Panie Jezu, ja wierzę, że Ty chcesz mnie uzdrowić
Transkrypt
Panie Jezu, ja wierzę, że Ty chcesz mnie uzdrowić
Panie Jezu, ja wierzę, że ty chcesz mnie uzdrowić, bo jesteś Miłością i Życiem! Mam na imię Renata i chciałam przedstawić świadectwo mojego uzdrowienia, które miało miejsce podczas ostatniej modlitwy o uzdrowienie w listopadzie. Ponad półtora roku temu przeszłam operację, po której nastąpiły komplikacje, min. borykałam się z problemem ziarniny. Na początku wydawało się naturalne to, że źle się czuję. Jednak z upływem miesięcy moje dolegliwości nie mijały, a w ostatnim czasie nasiliły się. Z modlitwą o uzdrowienie spotkałam się już kilka lat wcześniej. Często jeździłam do Gliwic do Parafii Chrystusa Króla i tam usłyszałam podczas modlitwy, że Pan Jezus pragnie dobra każdego człowieka. Chce naszego szczęścia już tutaj na ziemi. Mamy tylko zaufać. Przypomniały mi się również słowa, które pan Jezus powiedział do Gabrieli Bossis – francuskiej mistyczki. „Gdybyście mieli wiarę! To co otrzymujecie po latach modlitwy, otrzymalibyście po jednej prośbie." Ja uchwyciłam się tych słów. W sobotę, kiedy była modlitwa o uzdrowienie powiedziałam : Panie Jezu, ja wierzę, że ty chcesz mnie uzdrowić, bo jesteś Miłością i Życiem.
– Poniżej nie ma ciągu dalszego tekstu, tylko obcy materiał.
PR #717, opened 2024-04-01
Adding support for POST (and other) methods to context http helpers, …

dchaplinsky:
…rewiring also caching to use fingerprints for requests, switching context to orjson, rearranging imports to comply with mypy, adding tests for failures, posts and caching

### DIFF
--- a/zavod/zavod/context.py
+++ b/zavod/zavod/context.py
@@ -1,17 +1,18 @@
-import json
-from lxml import html, etree
+import hashlib
 from pathlib import Path
 from datetime import datetime
-from requests import Response
-from prefixdate import DatePrefix
 from functools import cached_property
 from typing import Any, Optional, Union, Dict, List, Tuple, Mapping
+import orjson
+from requests import Response
+from prefixdate import DatePrefix
+from lxml import html, etree
 from datapatch import LookupException, Result, Lookup
 from followthemoney.schema import Schema
 from followthemoney.util import make_entity_id
 from nomenklatura.cache import Cache
-from rigour.urls import build_url, ParamsType
 from nomenklatura.util import PathLike
+from rigour.urls import build_url, ParamsType
 from structlog.contextvars import clear_contextvars, bind_contextvars
 
 from zavod import settings
@@ -31,6 +32,7 @@ from zavod.util import join_slug
 
 _Auth = Optional[Tuple[str, str]]
 _Headers = Optional[Mapping[str, str]]
+_Body = Optional[Union[Dict, List[Tuple]]]
 
 
 class Context:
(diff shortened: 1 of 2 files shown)


zavod/zavod/context.py
```diff
@@ -316,19 +372,61 @@ def fetch_html(
...
+        Args:
+            url: The URL of the request.
+            auth: The authentication credentials.
+            method: The HTTP method of the request.
+            data: The data to be sent in the request body.
+        Returns:
+            A unique fingerprint for the request (url + hashed payload).
+        """
+
+        hsh = hashlib.sha1(
```
pudo, line 417: Can we use `from banal import hash_data` for this? It's used in other places of the framework and will handle things like sets.

pudo (commented):
Looks good to me! One lib call we might add!

zavod/zavod/context.py
dchaplinsky: Sure. Let me know if you want to switch orjson.loads back to json.loads too.

pudo: The thing coming out of `hash_data` is already a sha1 :)

dchaplinsky: I mean this one: https://github.com/opensanctions/opensanctions/pull/717/files#diff-087e34be4ac7c0656253b06a5737f1de4d1abab35f78df0f286828c60f618b9cL286

pudo: Ah no that makes sense!

zavod/zavod/context.py
```diff
@@ -190,26 +192,49 @@ def fetch_resource(
...
+        # This mimics the allow_redirects login found in requests.sessions
+        if method in ["GET", "OPTIONS"]:
+            kwargs["allow_redirects"] = True
+        elif method == "HEAD":
+            kwargs["allow_redirects"] = False
+        elif method in ["POST", "PUT", "PATCH", "DELETE"]:
+            # Deliberately noop for the sake of explicitness
+            pass
+        else:
+            raise ValueError(f"Unsupported HTTP method: {method}")
```
jbothma, line 232: is this needed? How did this come about? I ask because I think 307 and 308 response automatically reuse the same method, while 302 and 301 switch to GET? And now we're always providing a "allow_redirects" rather than only providing one when the crawler has specifically done so.

dchaplinsky: As I mentioned in the comment, this is exact defaults taken from the requests lib.
i.e if you do requests.get with no allow_redirects set, it will set it to False, if you do requests.head, it'll set it to False.
Check this out:
https://github.com/psf/requests/blob/main/src/requests/sessions.py#L593-L624

jbothma: Oh cool. I see you're adding it because session.request always defaults to True while session.head defaults to False.

PR #714, opened 2024-04-01
adding US SEC Harmed Investors Crawler

bgmello:
Fixes opensanctions/crawler-planning#113

PR #723, opened 2024-04-02
Helper to split names separated by commas

jbothma:
I couldn't get a general regex approach working so here's the uncool hacky version.

Basically if there's an and or & and a , it assumes it needs a human to split to avoid splitting incorrectly.

For reuse in https://github.com/opensanctions/opensanctions/pull/714/files#diff-455320ba180621715e0aae133aeadb928283b559d3f504883089756003d006baR26


pudo (approved):
This is getting deep, especially with the name convention lookup. But as long as we have a test that breaks if we forget about, let's try and see what happens.

zavod/zavod/helpers/names.py
```diff
@@ -1,9 +1,18 @@
...
+from typing import List, Optional, cast
 from normality import collapse_spaces
 from followthemoney.util import join_text
+import re
 
+from zavod.context import Context
 from zavod.entity import Entity
 
+REGEX_AND = re.compile(r"(\band\b|&|\+)", re.I)
+REGEX_JUST_A_NAME = re.compile(r"^[a-z]+, [a-z]+$", re.I)
```
SimonThordal, line 10: I think `[a-z]` will mean the regex will miss any non-ascii characters. AFAIK Pythons built-in `re` doesn't support character classes, but there is a library called `regex` that will do it: 
https://pypi.org/project/regex/

SimonThordal: Just took a 2nd look and `\w+` and the `re.U` works as well :)

jbothma: yeah - I used a-z because \w includes numbers and I've seen companies referenced as just a number. This is really quite a specific solution to US sort of lists. I'll improve the regex name to indicate intent a bit more clearly. Of course we can do better with this case but I need to not go deeper here

jbothma: actually matching too widely is the safer thing to do and we'll notice if it becomes unbearable from warnings

PR #2471, opened 2025-07-08
Fixes-08-07

nvmbrasserie:


datasets/us/finra_actions/crawler.py
```diff
@@ -55,6 +55,9 @@ def crawl_item(input_dict: dict, context: Context):
     date = input_dict.pop("action-date-sort-ascending")[0].strip()
 
     for name in names:
+        # Skip invalid names
```
leonhandreke: Is there a reason we don't do this as a datapatch to null?

nvmbrasserie: if we skip it in the code we won't end up with an empty entity https://www.opensanctions.org/entities/us-finra-1/

leonhandreke: Ah, that makes sense - or does it? Anyway, let's discuss tomorrow and merge this now :)

PR #2474, opened 2025-07-09
Fixes-09-07

nvmbrasserie:


datasets/at/meine_abgeordneten/at_meine_abgeordneten.yml
```diff
@@ -79,7 +79,7 @@ lookups:
         value: null
   expected_503:
     options:
-      - match: https://www.meineabgeordneten.at/Abgeordnete/karl.weber
+      - match: https://www.meineabgeordneten.at/Abgeordnete/gunther.baschinger
```
jbothma, line 82: This is fine but I think next time we can just info log these and then rely on assertions to catch if more than a fraction of the site is giving 503s. I'm not sure if this was built before data assertions or why I did it this way but we now have better tools.

datasets/sg/gov_dir/crawler.py
```diff
@@ -161,7 +161,7 @@ def crawl_person(
     rank = official.find(".//div[@class='rank']").text_content().strip()
     full_name = official.find(".//div[@class='name']").text_content().strip()
     # Skip empty names
-    if full_name.strip() == "-":
+    if not full_name.strip("-"):
```
jbothma: should this also strip whitespace (as before)? A string with a space isn't falsy.

datasets/us/state_terrorist_orgs/us_state_terrorist_orgs.yml
```diff
@@ -126,3 +126,7 @@ lookups:
         names:
           - name_clean: Shining Path
             alias: ["Sendero Luminoso", "SL"]
+      - match: al-Nusrah Front, aka Hay’at Tahrir al-Sham (ANF/HTS)
+        names:
+          - name_clean: al-Nusrah Front
+            alias: ["Hay’at Tahrir al-Sham", "ANF/HTS"]
```
jbothma: Ideally we'd have ANF and HTS as distinct weakAlias values

jbothma: I'm really sorry - I misremembered the conversation about this - we want the acryonumns in alias, not weakAlias - so all that was needed was splitting.

nvmbrasserie: no worries, I just fixed it

PR #2478, opened 2025-07-10
Moldova State Register of Non-Profit Entities

nvmbrasserie:


datasets/md/nonprofits/crawler.py
```diff
@@ -0,0 +1,88 @@
...
+    for link in links:
+        href = link.get("href")
+        # Exclude a known outdated file and any from 2019
+        # It's safe bacause we assert that the latest link is from the last 30 days
+        if "17.06.2024" in href or re.search(r"resources/2019-\d{2}", href):
+            continue
+        # Full date: YYYY.MM.DD or YYYY-MM-DD
+        match = re.search(r"(\d{4})[.\-](\d{2})[.\-](\d{2})", href)
+        if match:
+            date_obj = datetime.strptime(match.group(0), "%Y.%m.%d")
```
leonhandreke: Why does this work if it can also be dashes?

datasets/md/nonprofits/crawler.py
```diff
@@ -0,0 +1,88 @@
...
+
+    return latest_link[1]
+
+
+def crawl_row(context, row):
+    tax_number = row.pop("tax_number")
+    name = row.pop("name")
+    director = row.pop("director")
+    if not tax_number and not name:
+        context.log.warning("Row is missing 'tax_number' and 'name', skipping")
```
leonhandreke: Does this happen? This will show up in the issues log and I wonder what the resolution strategy is in this case.

datasets/md/nonprofits/crawler.py
```diff
@@ -0,0 +1,88 @@
...
+    links = doc.xpath(
+        "//li[contains(@class, 'resource-item')]//a[contains(@class, 'resource-url-analytics') and contains(@href, '.xlsx')]"
+    )
+    dated_links = []
+
+    for link in links:
+        href = link.get("href")
+        # Exclude a known outdated file and any from 2019
+        # It's safe bacause we assert that the latest link is from the last 30 days
+        if "17.06.2024" in href or re.search(r"resources/2019-\d{2}", href):
```
leonhandreke: I don't understand, why do we need to exclude them and what does the 30 day assertion have to do with it?

datasets/md/nonprofits/crawler.py
```diff
@@ -0,0 +1,88 @@
...
+
+def crawl_row(context, row):
+    tax_number = row.pop("tax_number")
+    name = row.pop("name")
+    director = row.pop("director")
+    if not tax_number and not name:
+        context.log.warning("Row is missing 'tax_number' and 'name', skipping")
+        return
+    entity = context.make("Organization")
+    entity.id = context.make_id(tax_number, name)
```
leonhandreke: In ru_egrul, we only use the INN - maybe `make_slug` with only the tax number is a better option?

leonhandreke (commented):
looks like a nice clean data source :)

datasets/md/nonprofits/crawler.py
nvmbrasserie: not really, I just wanted to check that we'd always have these values for ids.

datasets/md/nonprofits/crawler.py
nvmbrasserie: We get the links for the last 7 or 8 years. The newer ones are easier to parse since they all follow the same pattern. The older ones are messier, so I decided to exclude them upfront

datasets/md/nonprofits/crawler.py
nvmbrasserie: some of the orgs don't have the tax number, so here it's better to rely on both of them

leonhandreke: Alright!

nvmbrasserie:
merge with the companies dataset

datasets/md/companies/md_companies.yml
```diff
@@ -16,21 +16,66 @@ exports:
...
+      Person: 15000
+      Companies: 250000
+  max:
+    schema_entities:
+      Organization: 25000
+      Person: 25000
+      Companies: 500000
 
 lookups:
+  columns:
```
leonhandreke: maybe call this nonprofit_headers?

leonhandreke (approved):
nice!

PR #2483, opened 2025-07-11
Export a useful issues log for collections

leonhandreke:
Issues are currently one of the main ways of observability into our ETL
pipeline. As more logic moves into the export stage, it makes sense to
export issues from there. This commit bundles the following changes:

- As a general pattern: catch exceptions in the
  {crawl,validate,export}_dataset functions, write to issues
  (because we have a Context there) and raise
  RunFailedException from there to catch that in CLI. Publish doesn't
  have the Context, so no issues logging from there. But if the
  publishing is broken, the issues file would never see the light of day
  anyway (If a log falls in a forest and no one is there to hear it,
  does it make a sound?)
- Write issue_levels and issue_count in collections metadata. So far,
  they would always just be empty for collections. This will make the
  issues show up in our site.
- When writing the issues for collections, don't aggregate issues from
  sub-datasets. Yeah, this didn't make sense, we always showed 0 issues
  for collections but the issues file would be filled with all the
  issues in the world...
- Reset the issues log in export_dataset if it's a collection. I know
  this is a weird place to do it, but for non-collections this is done
  in crawl_dataset. There isn't really a good place that covers the
  whole "scope lifecycle" (which is different for collections, since
  they don't have a crawl/validate stage), and the CLI seemed like a bad
  place to do it.

Please review: Why did publish_failure `assert not
dataset.is_collection`?

I guess there is the larger question here of is our issues log really
the right place to catch programming errors deep in our application
code. One could argue that job failures are something different from
data/data source issues and they should be dealt with at a different
level and with a different system. But this is it for now.

### DIFF
--- a/zavod/zavod/exporters/__init__.py
+++ b/zavod/zavod/exporters/__init__.py
@@ -18,7 +18,7 @@ from zavod.exporters.maritime import MaritimeExporter
 from zavod.exporters.delta import DeltaExporter
 
 from zavod.exporters.fragment import ViewFragment
-from zavod.exporters.metadata import write_dataset_index, write_issues
+from zavod.exporters.metadata import write_dataset_index
 from zavod.exporters.metadata import write_catalog, write_delta_index
 
 log = get_logger(__name__)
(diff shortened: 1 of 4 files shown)


leonhandreke:
`DatasetIssues.export` basically does a `cat issues.log | ... > issues.json` (I put this in the commit message and just realized it did not show up in the PR)

PR #2490, opened 2025-07-14
Abuja MoU PSC Inspections

nvmbrasserie:
fixes https://github.com/opensanctions/crawler-planning/issues/357

### DIFF
--- a/datasets/_global/tokyo_mou/psc/crawler.py
+++ b/datasets/_global/tokyo_mou/psc/crawler.py
@@ -169,6 +169,8 @@ def crawl_list_page(context: Context, page: int):
         "///tr[contains(@class, 'even') or contains(@class, 'odd')]//input[@type='hidden']/@value"
     )
     context.log.info(f"Found {len(shipuids)} shipuids in the search response")
+    if len(shipuids) < 2:
+        context.log.warn("Not enough shipuids found, double check the logic.")
     for shipuid in shipuids:
         crawl_vessel_page(context, shipuid)
     # Extract and return total pages


datasets/_global/abuja_mou/psc/abuja_mou_psc.yml
```diff
@@ -0,0 +1,46 @@
+title: Abuja MoU PSC Database
+entry_point: crawler.py
+prefix: abuja-mou-psc
+coverage:
+  frequency: weekly
+  start: "2025-07-14"
+load_statements: true
```
jbothma: let's make this false for the inspections (this) dataset. We'll make it true for the enricher on this dataset.

datasets/_global/abuja_mou/psc/abuja_mou_psc.yml
```diff
@@ -0,0 +1,46 @@
...
+summary: >
+  Records detailing inspections of ships by member Authorities under the Abuja MoU.
+description: |
+  The dataset contains inspection records for ships visiting ports under the jurisdiction 
+  of Abuja MoU member Authorities. Each record includes, but is not limited to, the ship’s 
+  identity, flag, and associated company.
+
+  **Note:** This dataset is updated regularly and typically contains records from the last 6 months.
+  Older entries are removed in each update.
```
jbothma: let's make this 3 years, and the same for tokyo PSC

datasets/_global/abuja_mou/psc/abuja_mou_psc.yml
jbothma: same for tokyo PSC

datasets/_global/abuja_mou/psc/abuja_mou_psc.yml
```diff
@@ -0,0 +1,46 @@
+title: Abuja MoU PSC Database
```
jbothma:
```suggestion
title: Abuja MoU Port State Control Inspections
```

datasets/_global/abuja_mou/psc/abuja_mou_psc.yml
```diff
@@ -0,0 +1,46 @@
...
+    > Abuja MoU was established as an inter-governmental organization comprising the Maritime 
+    > Administrations of twenty-two Countries abutting the Atlantic Coast of Africa.
+  url: https://abujamou.org/en/
+  official: true
+  country: "zz"
+tags:
+  - sector.maritime
+url: https://abujamou.org/en/inspection-database/
+data:
+  url: https://abujamou.org/en/inspection-database/
```
jbothma:
```suggestion
  url: https://abuja.marinet.ru/public.php
```

datasets/_global/abuja_mou/psc/crawler.py
```diff
@@ -0,0 +1,107 @@
...
+HEADERS = {
+    "Content-Type": "application/x-www-form-urlencoded",
+    "Referer": "https://abuja.marinet.ru/",
+    "User-Agent": "Mozilla/5.0 (Macintosh; Intel Mac OS X 10_15_7) AppleWebKit/605.1.15 (KHTML, like Gecko) Version/18.2 Safari/605.1.15",
+    "X-Requested-With": "XMLHttpRequest",
+    "Origin": "https://abuja.marinet.ru",
+}
+SEARCH_DATA = {
+    # Go back ~6 months (approximate as 182 days)
+    "From": f"{(TODAY - timedelta(days=182)).strftime("%d.%m.%Y")}",
```
jbothma: let's make this 3 years

datasets/_global/abuja_mou/psc/crawler.py
```diff
@@ -0,0 +1,107 @@
...
+        "UID": f"{shipuid}",
+    }
+
+    # POST to get full ship profile using shipuid
+    detail_doc = context.fetch_html(
+        "https://abuja.marinet.ru/public.php/?action=getinsppublic",
+        data=detail_data,
+        headers=HEADERS,
+        method="POST",
+        cache_days=30,
```
jbothma: let's make this 6 months

datasets/_global/abuja_mou/psc/crawler.py
```diff
@@ -0,0 +1,107 @@
...
+    assert len(ship_data) == 1, "Expected exactly one ship data table"
+    row = list(h.parse_html_table(ship_data[0]))
+    assert len(row) == 1, "Expected exactly one row in ship data table"
+    str_row = h.cells_to_str(row[0])
+    crawl_vessel_row(context, str_row)
+
+
+def crawl(context: Context):
+    doc = context.fetch_html(
+        "https://abuja.marinet.ru/public.php/?action=getinsppublicall",
```
jbothma: this could then be built from context.data_url

datasets/_global/abuja_mou/psc/crawler.py
```diff
@@ -0,0 +1,107 @@
...
+    # POST to get full ship profile using shipuid
+    detail_doc = context.fetch_html(
+        "https://abuja.marinet.ru/public.php/?action=getinsppublic",
+        data=detail_data,
+        headers=HEADERS,
+        method="POST",
+        cache_days=30,
+    )
+    tables = detail_doc.xpath("//table")
+    assert len(tables) >= 2, "Expected at least 2 tables in the response"
```
jbothma: no need for this I think - the next queries will fail if what we want isn't there

datasets/_global/abuja_mou/psc/crawler.py
```diff
@@ -0,0 +1,107 @@
...
+        data=SEARCH_DATA,
+        headers=HEADERS,
+        method="POST",
+    )
+    shipuids = doc.xpath(
+        "///tr[contains(@class, 'even') or contains(@class, 'odd')]//input[@type='hidden']/@value"
+    )
+    context.log.info(f"Found {len(shipuids)} shipuids in the search response")
+    if len(shipuids) < 2:
+        context.log.warn("Not enough shipuids found, double check the logic.")
```
jbothma: no need for this - if we didn't find shipids, the data assertions will fail - there's no pagination so no logic to verify

datasets/_global/abuja_mou/psc/crawler.py
nvmbrasserie: `f"{context.data_url}?{urlencode({'action': 'getinsppublicall'})}"` this is the solution I wanted to suggest here, but it actually doesn't get it right:

datasets/_global/abuja_mou/psc/abuja_mou_psc.yml
```diff
@@ -0,0 +1,49 @@
...
+  country: "zz"
+tags:
+  - sector.maritime
+url: https://abujamou.org/en/inspection-database/
+data:
+  url: https://abuja.marinet.ru/public.php
+  format: HTML
+  lang: eng
+http:
+  retry_statuses: [500]
```
leonhandreke: This will replace all the retry statuses - should we add the default ones here, just to be safe?. @jbothma I wonder whether we should have an `extra_retry_statuses` or something that just adds to the default?

(I'm not a big fan of putting this in the YAML anyway, but that's a different story).

datasets/_global/abuja_mou/psc/abuja_mou_psc.yml
```diff
@@ -0,0 +1,49 @@
...
+  of Abuja MoU member Authorities. Each record includes, but is not limited to, the ship’s
+  identity, flag, and associated company.
+
+  **Note:** This dataset is updated regularly and typically contains records from the last 3 years.
+  Older entries are removed in each update.
+publisher:
+  name: Abuja Memorandum of Understanding
+  acronym: Abuja MoU
+  description: |
+    > The Memorandum of Understanding on Port State Control for West and Central African
```
leonhandreke, line 24: (nit) Do we always use a block quote when we copy-paste from the source?

leonhandreke (commented):
Nice! Maybe we can mention in a comment in the code that these two crawlers are very similar so that they have a chance of not diverging that much?

datasets/_global/abuja_mou/psc/abuja_mou_psc.yml
nvmbrasserie: yes, that's what we usually do

datasets/_global/abuja_mou/psc/abuja_mou_psc.yml
jbothma: I think the thinking behind overwriting was partly to give the option of not retrying for some cases, e.g. il_knesset, but perhaps making the common case a pain to make the rare case work isn't good. And it looks like the knesset crawler would work just fine if it did retry 403s - it'll crash out - just a couple of minutes later than it currently does 

```
  # 503 is a ban for a few seconds.
  # 403 seems to mean you're banned for hours or more.
  retry_statuses: [503]
```

So yeah we could even replace retry_statuses with extra_retry_statuses in my view. Keen to hear another time why this shouldn't be in the yaml

datasets/_global/abuja_mou/psc/abuja_mou_psc.yml
jbothma: often yeah. A pattern I'm not a fan of is quoting from their site and then citing their site in the description, just above the dataset or publisher url field... to their site. The Source link is to /about - sure - but I think it's a bit redundant when we're being nice enough to indicate it's a quote

image

 In my view this case in fine though, but what are your thoughts?

datasets/_global/abuja_mou/psc/abuja_mou_psc.yml
jbothma: In this case, 500 is already part of the defaults and I don't see a need to prevent retries for other unsuccessful statuses, so let's delete

```suggestion
```

jbothma (approved):

datasets/_global/tokyo_mou/psc/crawler.py
```diff
@@ -171,8 +169,6 @@ def crawl_list_page(context: Context, page: int):
         "///tr[contains(@class, 'even') or contains(@class, 'odd')]//input[@type='hidden']/@value"
     )
     context.log.info(f"Found {len(shipuids)} shipuids in the search response")
-    if len(shipuids) < 2:
-        context.log.warn("Not enough shipuids found, double check the logic.")
```
jbothma: checking for exactly 1 is not unreasonable, since we don't expect to land on a page of results with zero items. But there's a chance of a page having 1 result, then a test for <2 would fail incorrectly.

long story short, let's keep this, but it didn't gain anything for abuja.

PR #2502, opened 2025-07-17
Clean up issue export & don't export union of all leave issues for collections

leonhandreke:
Don't aggregate issues from leaves of collections, we hide collections from the overview page anyway, it's just not useful.

Remove zavod.exporters.metadata.write_issues. `DatasetIssues.export()`, called in `Context.close()` does the same thing.


pudo (approved):
lol pretty embarrassing stuff. let's get it out.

To była cała moja modlitwa. W kościele padły słowa poznania: Jest kobieta, cierpiąca na dolegliwości kobiece. Pan Jezus uzdrawia je. Ta kobieta ma radość w sercu. Pomyślałam Ja mam radość w sercu. Panie Jezu to moja radość. To radość mojego serca. Po chwili poczułam przepływające fale dreszczy, które trwały krótko. Zdążyłam jednak pomyśleć, że tak działa Duch Św. Po zakończonej modlitwie ks. Krzysztof poprosił, by osoby, które poczuły się szczególnie dotknięte podniosły rękę. Ja nie podniosłam. Miałam taką myśl, że przyjdę do domu i sprawdzę, czy ja jestem tą osobą. Ponieważ dotyk rany wywoływał ból, pomyślałam dotknę i zobaczę. Po powrocie do domu okazało się, że nie mam żadnych zgrubień wokół rany ani zrostów i nie odczuwam bólu. W połowie listopada byłam u lekarza, który mnie operował i leczył. To była pierwsza wizyta po operacji (właściwie w całym moim życiu), kiedy lekarz stwierdził, że wszystko jest w najlepszym porządku. Dziękuję Ci Panie Jezu. Chwała Panu!